Dutrillaux B, Al Achkar W, Aledo R, Aurias A, Couturier J, Dutrillaux A M, Flüry-Herard A, Gerbault-Seureau M, Hoffschir F, Lamoliatte E
Hum Genet. 1987 Jul;76(3):244-7. doi: 10.1007/BF00283616.
The analysis of a sample of 100 isoacentric (IA) and isocentric (IC) chromosomes, which had originated from spontaneous or radiation-induced deletions in human lymphocytes, is reported. IC and also IA have a strong tendency to be formed after breakage in juxtacentromeric heterochromatin.
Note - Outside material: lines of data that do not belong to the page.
PR #6, opened 2024-09-27
Test/cicd

berthetclement:


MartinBelthle:
Not relevant anymore as we already use windows inside the CI

PR #9, opened 2024-11-05
Feat/add study settings

Sigurd-Borge:
Study settings should now work during study creation, included creation of new custom configparser taken from AntaREST and rewritten handling of playlists as well as thematic trimming.


vargastat (approved):
Nice Job! :)

PR #12, opened 2024-11-22
feat(ci): use tox

MartinBelthle:
This PR achieves several things:
- Run the CI on ubuntu20, 22 and windows with python 3.9,10,11,12 for ubuntu and 3.9 for windows (already long)
- Fix failing tests on Windows
- Start refactoring on matrices to simplify classes and to (in a next PR) avoid having TimeSeries inside objects.
This will allow us to always have "light" objects 
- Miscellaneous changes


vargastat (approved):
Good idea not to have specific properties for model elements (solar, wind) and just count in implementation to write TimeSeries :)

PR #13, opened 2024-11-26
feat(api): add read method for thermal, renewable and st_storage

mehdiwahada:


src/antares/service/api_services/renewable_api.py
```diff
@@ -63,3 +64,23 @@ def get_renewable_matrix(self, renewable: RenewableCluster) -> pd.DataFrame:
             return get_matrix(f"{self._base_url}/studies/{self.study_id}/raw?path={path}", self._wrapper)
         except APIError as e:
             raise RenewableMatrixDownloadError(renewable.area_id, renewable.name, e.message) from e
+
+    def read_renewables(
+        self,
+        area_id: str,
+    ) -> List[RenewableCluster]:
+        json_renewables = self._wrapper.get(
+            self._base_url + "/studies/" + self.study_id + "/areas/" + area_id + "/clusters/renewable"
```
MartinBelthle, line 73: Minor change for the 3 services, you could use a f-string as it's easier to read:
`url = f"{self._base_url}/studies/{self.study_id}/areas/{area_id}/clusters/renewable"`
`json_renewables = self._wrapper.get(url).json()`

MartinBelthle (changes requested):
Just a minor change. Also, could you add an integration test inside the `test_web_client.py` to ensure everything works ? (1 test for each read you've introduced)

tests/integration/test_web_client.py
```diff
@@ -183,6 +186,31 @@ def test_creation_lifecycle(self, antares_web: AntaresWebDesktop):
         assert storage_fr.name == st_storage_name
         assert storage_fr.id == "cluster_test"
 
+        # testing
```
MartinBelthle, line 189: Change this message to a more explicit one explaining which tests you're performing.

src/antares/service/api_services/st_storage_api.py
```diff
@@ -73,3 +74,18 @@ def get_storage_matrix(self, storage: STStorage, ts_name: STStorageMatrixName) -
...
+
+        for storage in json_storage:
+            storage_id = storage.pop("id")
+            storage_name = storage.pop("name")
+
+            storage_properties = STStorageProperties(**storage)
+            st_storage = STStorage(self.config, storage_id, storage_name, storage_properties)
+            storages.append(st_storage)
+
+        return storages
```
MartinBelthle, line 91: I forgot this but it could be nice to sort the objects based on their ids, as you did inside the `read_areas` method to ensure test reproducibility.
**Same goes for the 3 services**

tests/integration/test_web_client.py
```diff
@@ -183,6 +186,31 @@ def test_creation_lifecycle(self, antares_web: AntaresWebDesktop):
...
+        thermal_service = ThermalApiService(api_config, study_id=study.service.study_id)
+        renewable_service = RenewableApiService(api_config, study_id=study.service.study_id)
+        storage_service = ShortTermStorageApiService(api_config, study_id=study.service.study_id)
```
MartinBelthle, line 192: Here you shouldn't introduce these services. It's an implementation detail that the user shouldn't know about. What the user will do is **area_fr.read_thermal_clusters()** which will call the thermal service but he doesn't have to know about this. This goes for the 3 services you introduced.

MartinBelthle (approved):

When euchromatic regions are involved, the breaks are not distributed at random since they frequently occur at places where juxtacentromeric heterochromatin exists in other primate species. It is assumed that intercalary structures conserving some of the properties of heterochromatin exists in human chromosomes in intercalary positions.
报道了对100条等臂中心(IA)和等中心(IC)染色体样本的分析,这些染色体源自人类淋巴细胞中的自发或辐射诱导缺失。IC以及IA在近着丝粒异染色质断裂后有很强的形成倾向。当常染色质区域涉及其中时,断裂并非随机分布,因为它们经常发生在其他灵长类物种中存在近着丝粒异染色质的位置。据推测,在人类染色体的居间位置存在保留一些异染色质特性的居间结构。